一方白鳥のカウンセリングと言う物はかなり強引な手口です。田口先生が黙ってメンバーの話を聞くのに対して、白鳥はわざと相手を怒らせる事で本音を探り当てると言う手段を使います。この白鳥の変人っぷりは一読の価値ありです。

医療についてはよくは分かりませんが、出てきたチーム・バチスタのリーダー桐生先生は本当にいい人だと思ったし、この人にならきっと命を任せられるだろうなあと言う信頼における人物だと思いました。桐生先生と桐生先生の義弟、鳴海先生の家庭の事情は読んでいて切なくなり、他の道はなかったのかなあと思いました。
また、医療現場における監視のシステムについても一石を投じていると思いました。医療事故ってこんなに簡単に隠せちゃうものなんですね、原作者の人がお医者さんなだけあり説得力がありました……。

さて、ドラマに対する愚痴ですが。
伊藤君だと田口先生は若すぎるなあと思いました。カウンセリングってかなり技量が必要なので、伊藤君だったらまだ人が感嘆するようなカウンセラーにはなれていないと思うのです(頑張る姿は美しいとは思うのですが……)。
白鳥さんはとにかく変な人(しかしこの人の変は筋が通っているのがミソ。重要)。仲村トオルだと格好良すぎると思いました(映画の方の阿部さんだと格好良すぎると思います……竹中直人が一番の適役だよねと母と語り合っていました)。
そして……。
原作読んだ感じ桐生先生と鳴海先生が美形じゃなくて普通の人だった!! 原作だとこの二人は完璧過ぎると言う描写があり、双子のようだと言う表現まであるのに!!(いや、伊原剛志さんも宮川大輔さんも嫌いじゃありませんよ? ただ脇をイケメンで固めている癖に原作ちゃんと読んでるのかと言う、キャスト決めた人に対して怒っているだけです)

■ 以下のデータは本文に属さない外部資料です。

PR #1284, opened 2021-07-22
Print reader contention location

vlovich:
This should provide an additional breadcrumb to debug the contended mutex case.

In the future we might want to hide this behind a dedicated separate macro to avoid
the bloat of the `kj::Mutex`.

### DIFF
--- a/c++/src/kj/mutex.c++
+++ b/c++/src/kj/mutex.c++
@@ -258,6 +258,9 @@ bool Mutex::lock(Exclusivity exclusivity, Maybe<Duration> timeout, LockSourceLoc
         }
       }
       acquiredExclusive(TRACK_ACQUIRED_TID(), location);
+#if KJ_CONTENTION_WARNING_THRESHOLD
+      printContendedReader = false;
+#endif
       break;
     case SHARED: {
       uint state = __atomic_add_fetch(&futex, 1, __ATOMIC_ACQUIRE);
@@ -294,6 +297,15 @@ bool Mutex::lock(Exclusivity exclusivity, Maybe<Duration> timeout, LockSourceLoc
         }
         state = __atomic_load_n(&futex, __ATOMIC_ACQUIRE);
       }
+
+#ifdef KJ_CONTENTION_WARNING_THRESHOLD
+      if (__atomic_load_n(&printContendedReader, __ATOMIC_RELAXED)) {
+        // Double-checked lock avoids the CPU needing to acquire the lock in most cases.
+        if (__atomic_exchange_n(&printContendedReader, false, __ATOMIC_RELAXED)) {
+          KJ_LOG(WARNING, "Acquired contended lock", location, kj::getStackTrace());
+        }
+      }
+#endif
 
       // We just want to record the lock being acquired somewhere but the specific location doesn't
       // matter. This does mean that race conditions could occur where a thread might read this
@@ -364,6 +376,18 @@ void Mutex::unlock(Exclusivity exclusivity, Waiter* waiterToSkip) {
         }
       }
 
+#ifdef KJ_CONTENTION_WARNING_THRESHOLD
+      uint readerCount;
+      {
+        uint oldState = __atomic_load_n(&futex, __ATOMIC_RELAXED);
+        readerCount = oldState & SHARED_COUNT_MASK;
+        if (readerCount >= KJ_CONTENTION_WARNING_THRESHOLD) {
+          // Atomic not needed because we're still holding the exclusive lock.
+          printContendedReader = true;
+        }
+      }
+#endif
+
       // Didn't wake any waiters, so wake normally.
       uint oldState = __atomic_fetch_and(
           &futex, ~(EXCLUSIVE_HELD | EXCLUSIVE_REQUESTED), __ATOMIC_RELEASE);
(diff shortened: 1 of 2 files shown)


vlovich:
Hmm... @kentonv Linux CI seems busted. It's trying to fetch http://azure.archive.ubuntu.com/ubuntu/pool/main/c/cmake/cmake_3.10.2-1ubuntu2.18.04.1_amd64.deb but that URL is only hosting 18.04.2_amd64.deb. https://github.com/actions/virtual-environments/blob/main/images/linux/Ubuntu1804-README.md seems to indicate it should be on 18.04.5 LTS anyway but I could find no knob in the workflow actions to specify the actual revision to be used.

c++/src/kj/mutex.c++
```diff
@@ -364,6 +373,19 @@ void Mutex::unlock(Exclusivity exclusivity, Waiter* waiterToSkip) {
...
       }
 
+#ifdef KJ_CONTENTION_WARNING_THRESHOLD
+      {
+        uint oldState = __atomic_load_n(&futex, __ATOMIC_RELAXED);
+        uint readerCount = oldState & SHARED_COUNT_MASK;
+        if (readerCount >= KJ_CONTENTION_WARNING_THRESHOLD) {
+          // Atomic not needed because we're still holding the exclusive lock.
+          printContendedReader = true;
+          KJ_LOG(WARNING, "excessively many readers were waiting on this lock", readerCount,
```
kentonv, line 383: Maybe we should still delay this `KJ_LOG` until after releasing the lock? So we're not making the readers wait through yet another syscall...

c++/src/kj/mutex.c++
```diff
@@ -295,6 +298,12 @@ bool Mutex::lock(Exclusivity exclusivity, Maybe<Duration> timeout, LockSourceLoc
         state = __atomic_load_n(&futex, __ATOMIC_ACQUIRE);
       }
 
+#ifdef KJ_CONTENTION_WARNING_THRESHOLD
+      if (__atomic_exchange_n(&printContendedReader, false, __ATOMIC_RELAXED)) {
```
kentonv, line 302: This exchange is an expensive atomic requiring hardware-level locking. Can we do a double-check, i.e. check if the value is `true` first using `__atomic_load_n` (which is cheap), and only do the exchange if so?

c++/src/kj/mutex.c++
vlovich: Hmm.... I would imagine the backtrace, string formatting, & memory allocations dominate the cost of the actual write syscall. Even still I think it's OK to have this here since this is a rare code path & when I was debugging this issue I would always end up moving this log statement here (makes it easier to set a breakpoint & look at the stack traces of other threads).

The other reason I want this here is that in the future I want to kick off a contention walk of 1 or more shared mutexes to get the lock location or even the whole stack trace of where the readers are at. Usually that information is sufficient to analyze the problem & fix it (barring some sources of real contention I suspect we do have). I don't have immediate plans to do that extension in the near term as I worried about scope creep for now. I want to land the contention walker in EW & make sure it's working to help disambiguate the SIGINT stuff well before we expand its use-case slightly to handle this issue.

c++/src/kj/mutex.c++
vlovich: Would that essentially be the same thing as writing it via `atomic_compare_exchange`? I'm a little surprised that exchange is more expensive than doing a double-check although if I think about it I could see why that's the case. Is there a good tutorial you've read on the different atomic operations & the performance mental model I should have about them?

vlovich: Oh interesting. CAS is equivalent to atomic_exchange here but the double-checked lock is much faster. Not sure I understand why. https://quick-bench.com/q/2nDIxLb7d9bptd-stO03ePUh8x8

c++/src/kj/mutex.c++
kentonv: Oh yeah, the backtrace is also a pretty expensive thing to do while still holding a lock that we know is highly contended.

All I'm suggesting is delaying the actual logging to happen after the futex has been signaled. Yes, I understand it's not common but it's also not hard to defer the logging...

c++/src/kj/mutex.c++
kentonv: A relaxed atomic load is "free" -- does not require any hardware-level locking. (On x86, an acquire-load is also "free", since memory ordering is guaranteed consistent.)

But any operation that has to do a read and a write together, atomically, requires hardware-level locking to make sure the read+write appears atomic to other cores.

I suppose arguably a compare-and-swap _could_ have the double-check optimization built into hardware, i.e. the CPU could do the comparison without a lock first, and skip the lock if it fails. But, that "optimization" might not be a win in most use cases, and it's easy to let software do the optimization if it wants it, so I wouldn't expect CPUs attempt such optimization.

So basically, with the double-checked approach here you avoid a hardware lock in the common case.

c++/src/kj/mutex.c++
```diff
@@ -364,6 +376,18 @@ void Mutex::unlock(Exclusivity exclusivity, Waiter* waiterToSkip) {
         }
       }
 
+#ifdef KJ_CONTENTION_WARNING_THRESHOLD
+      uint readerCount;
+      {
+        uint oldState = __atomic_load_n(&futex, __ATOMIC_RELAXED);
+        uint readerCount = oldState & SHARED_COUNT_MASK;
```
kentonv, line 383: Need to remove `uint` here.

vlovich: Oof. That would have been bad. Let me add a unit test just to make sure I don't accidentally break it again.

PR #1285, opened 2021-07-23
Add constexpr annotation to misc StringPtr methods

vlovich:
Make begin/end constexpr as they are for ArrayPtr (+ make comparison
against nullptr similarly constexpr).


kentonv:
LGTM but can you rebase on master to get the CI fix?

PR #1286, opened 2021-07-26
Lock contention tests

vlovich:
#1284 might have accidentally broken the lock contention code if not caught in code review. Add a unit test to protect accidental breakage in the future.

### DIFF
--- a/c++/src/kj/mutex-test.c++
+++ b/c++/src/kj/mutex-test.c++
@@ -42,6 +42,10 @@
 #include <unistd.h>
 #endif
 
+#ifdef KJ_CONTENTION_WARNING_THRESHOLD
+#include <vector>
+#endif
+
 #if KJ_TRACK_LOCK_BLOCKING
 #include <syscall.h>
 #include <signal.h>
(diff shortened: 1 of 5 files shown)


c++/src/kj/mutex-test.c++
```diff
@@ -855,5 +859,40 @@ KJ_TEST("get location of shared mutex") {
...
+  LockSourceLocation exclusiveLockLocation;
+  mutex.lock(_::Mutex::EXCLUSIVE, nullptr, exclusiveLockLocation);
+
+  bool seenContendedLockLog = false;
+
+  auto threads = kj::heapArrayBuilder<kj::Own<kj::Thread>>(KJ_CONTENTION_WARNING_THRESHOLD);
+  for (auto i: kj::zeroTo(KJ_CONTENTION_WARNING_THRESHOLD)) {
+    (void)i;
+    threads.add(kj::heap<kj::Thread>([&mutex, &seenContendedLockLog]() {
+      _::LogExpectation expectation(LogSeverity::WARNING, "Acquired contended lock");
```
kentonv, line 874: `_::LogExpectation` is meant to implement `KJ_EXPECT_LOG`. It's kind of weird to go extend `KJ_EXPECT_LOG`'s privaet implementation to serve another purpose and then directly call into it from somewhere else... Maybe better to implement a custom `ExceptionCallback` for this test?

c++/src/kj/test-helpers.c++
```diff
@@ -32,13 +32,8 @@ namespace kj {
...
 
 bool hasSubstring(StringPtr haystack, StringPtr needle) {
-  // TODO(perf): This is not the best algorithm for substring matching.
   if (needle.size() <= haystack.size()) {
-    for (size_t i = 0; i <= haystack.size() - needle.size(); i++) {
-      if (haystack.slice(i).startsWith(needle)) {
-        return true;
-      }
-    }
+    return strstr(haystack.cStr(), needle.cStr()) != nullptr;
```
kentonv, line 36: Technically this breaks support for strings with NUL bytes in them... did you verify it's never used with NUL bytes?

vlovich: No I didn't try NUL bytes as I clearly didn't think of it (although apparently none of the in-tree tests require this). I'll switch to memmem on Linux then.

c++/src/kj/mutex-test.c++
vlovich: Yeah, I was just being lazy.

c++/src/kj/test-helpers.c++
kentonv: Admittedly NUL bytes are probably never used in test strings, but OTOH the performance of this helper probably doesn't really matter since it's just for tests.

c++/src/kj/test-helpers.c++
```diff
@@ -28,17 +32,35 @@
...
 
+#include <functional>
+
 namespace kj {
 namespace _ {  // private
 
 bool hasSubstring(StringPtr haystack, StringPtr needle) {
-  // TODO(perf): This is not the best algorithm for substring matching.
   if (needle.size() <= haystack.size()) {
+    // Boyer Moore Horspool wins https://quick-bench.com/q/RiKdKduhdLb6x_DfS1fHaksqwdQ
```
kentonv, line 42: Well, you've done the work now, but I feel like this was a lot of effort spent optimizing a test helper that only ever runs on small strings anyway...

kentonv (approved):
LGTM whenever the CI gets around to running.

c++/src/kj/test-helpers.c++
vlovich: Yeah... had some time to kill waiting for CI :).

kentonv:
Canceled and re-queued the CI, seems to be actually running now.

PR #1287, opened 2021-07-27
Fix UBSAN errors.

kentonv:
Motivated by: https://bugs.chromium.org/p/oss-fuzz/issues/detail?id=33710

Clusterfuzz considers any UBSAN violation to be a possible security flaw. In practice, none of the actual errors are likely to be exploitable.

This commit fixes all errors reported by `capnp-test` with UBSAN enabled.

### DIFF
--- a/c++/src/capnp/dynamic.c++
+++ b/c++/src/capnp/dynamic.c++
@@ -1733,15 +1733,26 @@ int64_t unsignedToSigned<int64_t>(unsigned long long value) {
 
 template <typename T, typename U>
 T checkRoundTrip(U value) {
-#if __aarch64__
-  // Work around an apparently broken compiler optimization on Clang / arm64. It appears that
-  // for T = int8_t, U = double, and value = 128, the compiler incorrectly believes that the
-  // round-trip does not change the value, where in fact it should change to -128. Similar problems
-  // exist for various other types and inputs -- json-test seems to exercise several problem cases.
-  // The problem only exists when compiling with optimization. In any case, declaring the variable
-  // `volatile` kills the optimization.
-  volatile
-#endif
+  T result = value;
+  KJ_REQUIRE(U(result) == value, "Value out-of-range for requested type.", value) {
+    // Use it anyway.
+    break;
+  }
+  return result;
+}
+
+template <typename T, typename U>
+T checkRoundTripFromFloat(U value) {
+  // When `U` is `float` or `double`, we have to use a different approach, because casting an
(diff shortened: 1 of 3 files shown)


kentonv:
We should probably add a UBSAN pass to CI. I would have done it here but I wasn't able to immediately figure out how to make it abort on failures (as opposed to just printing a message).

cc @vlovich

c++/src/capnp/dynamic.c++
```diff
@@ -1733,15 +1733,26 @@ int64_t unsignedToSigned<int64_t>(unsigned long long value) {
...
+  // When `U` is `float` or `double`, we have to use a different approach, because casting an
+  // out-of-range float to an integer is, surprisingly, UB.
+  constexpr T MIN = kj::minValue;
+  constexpr T MAX = kj::maxValue;
+  KJ_REQUIRE(value >= U(MIN), "Value out-of-range for requested type.", value) {
+    return MIN;
+  }
+  KJ_REQUIRE(value <= U(MAX), "Value out-of-range for requested type.", value) {
+    return MAX;
+  }
```
jclee, line 1755: I guess if value is exactly min or max, it's in range for the conversion but we'll still warn for it?  Or is this maybe to handle the case where high-magnitude 64-bit ints don't have exact representation as a double?

vlovich:
I think `-fno-sanitize-recover=all` is the magic to make UBSAN errors hard (GCC docs appear to be a bit better here: https://gcc.gnu.org/onlinedocs/gcc/Instrumentation-Options.html, but I don't know if clang implements `all`... generally my impression is they share the same underlying implementation & it just varies which compiler version picked up which snapshot of the sanitizer codebase).

jclee (approved):

c++/src/capnp/dynamic.c++
kentonv: We're converting from a floating-point (`U`, which is either `float` or `double`) to an integer (`T`). The goal is to verify that this conversion does not lose information. It turns out that this conversion is undefined behavior when the floating point would overflow or underflow the integer type, so we have to check for that case first. We also want to reject the float if it's not an integer value itself, which we do by checking if it round-trips.

A value of exactly MIN or MAX should pass the asserts here. Not sure what you mean about warning for it -- there are no warnings here, only exceptions.

jclee: Got it... I was misinterpreting the checks, and also needed to refresh my understanding of how the recovery blocks worked.

PR #1485, opened 2022-06-20
using absolute includes across library boundary

mikea:
bazel doesn't support relative includes across library boundaries, thus makes it impossible to defined componentized build.


kentonv (approved):
(waiting for CI before merging)

kentonv:
Apparently this broke the Windows builds, which use cmake. You might be able to reproduce with cmake on Linux?

PR #1488, opened 2022-06-21
Allow unused parameter in KJ_STRINGIFY

rebeccasenger:
The parameter `l` is not actually used anywhere in KJ_STRINGIFY function. This change allows the `l` parameter to be unused.

Original compilation error message:
```
source-location.h:104:68: error: unused parameter ‘l’ [-Werror=unused-parameter]
 KJ_UNUSED static kj::String KJ_STRINGIFY(const NoopSourceLocation& l) { 
 ```


kentonv:
This was fixed by #1477. I suppose I should do a point release with a cherry-pick...

PR #1490, opened 2022-06-23
Schema loader for

alexrobomind:
Currently, when using the dynamic API via SchemaLoader, it is possible to convert dynamic objects obtained with a SchemaLoader to C++ objects (as long as the conversion is registered via loadCompiledTypeAndDependencies). However, the opposite direction, passing a dynamic object obtained from a statically-typed C++ object into structs / capabilities from the SchemaLoader, is currently not available.

This is because the SchemaLoader maintains its own copy of the schema, and therefore the C++ object's schema will compare unequal to the types requested by other dynamic structs and/or capabilities.

This pull requests adds a new method, SchemaLoader::getSchemaFor<StructOrCapability>, which constructs a capnp::Schema object equivalent to the static schema in the loader. This is achieved simply by combining SchemaLoader::Impl::loadNative and SchemaLoader::Impl::makeBranded (which is done in a new method added to SchemaLoader:: Impl).

A small test is also added. I tested compilation and the test itself (it is part of capnp-tests the way I wrote it, right?) locally on MSVC 19, CLANG 15 (WSL) and GCC 9 (WSL).

### DIFF
--- a/c++/src/capnp/schema-loader-test.c++
+++ b/c++/src/capnp/schema-loader-test.c++
@@ -400,6 +400,19 @@ TEST(SchemaLoader, LoadStreaming) {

多分ドラマはどうしても原作と比べてしまうけれど、伊藤君が頑張っている姿見たさにまた見てしまうんだろうなあと思います。うーん……。

ちなみに、白鳥さんのトリッキーな性格が気に入った方は奥田英朗先生の「空中ブランコ」「イン・ザ・プール」もお読み下さい。トリッキーな伊良部先生にクラクラする事請け合いです。